══ Dataset excerpts ══

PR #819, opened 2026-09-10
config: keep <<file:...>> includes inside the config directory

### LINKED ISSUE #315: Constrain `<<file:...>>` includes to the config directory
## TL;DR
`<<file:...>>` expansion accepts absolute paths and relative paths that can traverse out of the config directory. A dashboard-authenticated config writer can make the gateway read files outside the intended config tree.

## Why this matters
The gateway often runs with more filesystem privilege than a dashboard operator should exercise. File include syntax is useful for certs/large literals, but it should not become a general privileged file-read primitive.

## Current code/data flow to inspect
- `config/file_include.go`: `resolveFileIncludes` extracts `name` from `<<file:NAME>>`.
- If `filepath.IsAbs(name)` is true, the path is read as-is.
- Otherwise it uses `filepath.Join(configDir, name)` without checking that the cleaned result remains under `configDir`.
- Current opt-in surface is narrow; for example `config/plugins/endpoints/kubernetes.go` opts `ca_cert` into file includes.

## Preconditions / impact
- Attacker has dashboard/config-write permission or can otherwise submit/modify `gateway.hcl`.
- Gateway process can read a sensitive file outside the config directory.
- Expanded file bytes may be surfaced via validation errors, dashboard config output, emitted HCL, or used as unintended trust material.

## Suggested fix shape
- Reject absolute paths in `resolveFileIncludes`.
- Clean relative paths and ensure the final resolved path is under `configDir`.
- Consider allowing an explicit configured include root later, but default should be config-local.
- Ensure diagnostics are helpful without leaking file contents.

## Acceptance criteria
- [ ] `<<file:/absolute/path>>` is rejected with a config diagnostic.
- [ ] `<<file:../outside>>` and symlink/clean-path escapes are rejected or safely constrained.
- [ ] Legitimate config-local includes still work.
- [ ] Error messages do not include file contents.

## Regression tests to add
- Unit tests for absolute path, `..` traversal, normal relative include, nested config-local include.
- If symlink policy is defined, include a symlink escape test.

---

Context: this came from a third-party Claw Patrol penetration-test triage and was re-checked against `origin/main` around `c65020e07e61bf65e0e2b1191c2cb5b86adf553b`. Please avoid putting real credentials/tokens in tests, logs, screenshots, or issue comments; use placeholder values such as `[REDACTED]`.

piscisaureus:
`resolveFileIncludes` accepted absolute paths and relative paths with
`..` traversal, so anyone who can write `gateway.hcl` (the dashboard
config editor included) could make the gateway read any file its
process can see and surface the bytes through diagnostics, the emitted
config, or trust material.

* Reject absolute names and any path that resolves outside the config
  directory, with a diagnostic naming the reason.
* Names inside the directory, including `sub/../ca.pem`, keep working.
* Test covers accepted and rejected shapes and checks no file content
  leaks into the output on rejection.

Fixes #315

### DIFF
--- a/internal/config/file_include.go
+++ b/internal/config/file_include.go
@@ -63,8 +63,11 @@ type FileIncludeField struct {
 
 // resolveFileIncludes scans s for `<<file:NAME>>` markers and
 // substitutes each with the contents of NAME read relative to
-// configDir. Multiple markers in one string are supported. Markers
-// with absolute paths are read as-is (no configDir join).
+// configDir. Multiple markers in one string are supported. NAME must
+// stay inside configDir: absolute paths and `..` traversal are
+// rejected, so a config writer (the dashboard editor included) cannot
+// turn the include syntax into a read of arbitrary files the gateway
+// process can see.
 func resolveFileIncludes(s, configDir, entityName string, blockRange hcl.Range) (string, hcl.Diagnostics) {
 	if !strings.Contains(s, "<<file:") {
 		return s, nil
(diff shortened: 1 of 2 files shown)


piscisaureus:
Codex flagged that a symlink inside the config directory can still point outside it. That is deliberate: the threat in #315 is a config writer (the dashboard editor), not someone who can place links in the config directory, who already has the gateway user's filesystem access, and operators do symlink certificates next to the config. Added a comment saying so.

═══

Task brief | When a line among the entries above contains "under", copy it.

Task answer |
- Otherwise it uses `filepath.Join(configDir, name)` without checking that the cleaned result remains under `configDir`.
- Clean relative paths and ensure the final resolved path is under `configDir`.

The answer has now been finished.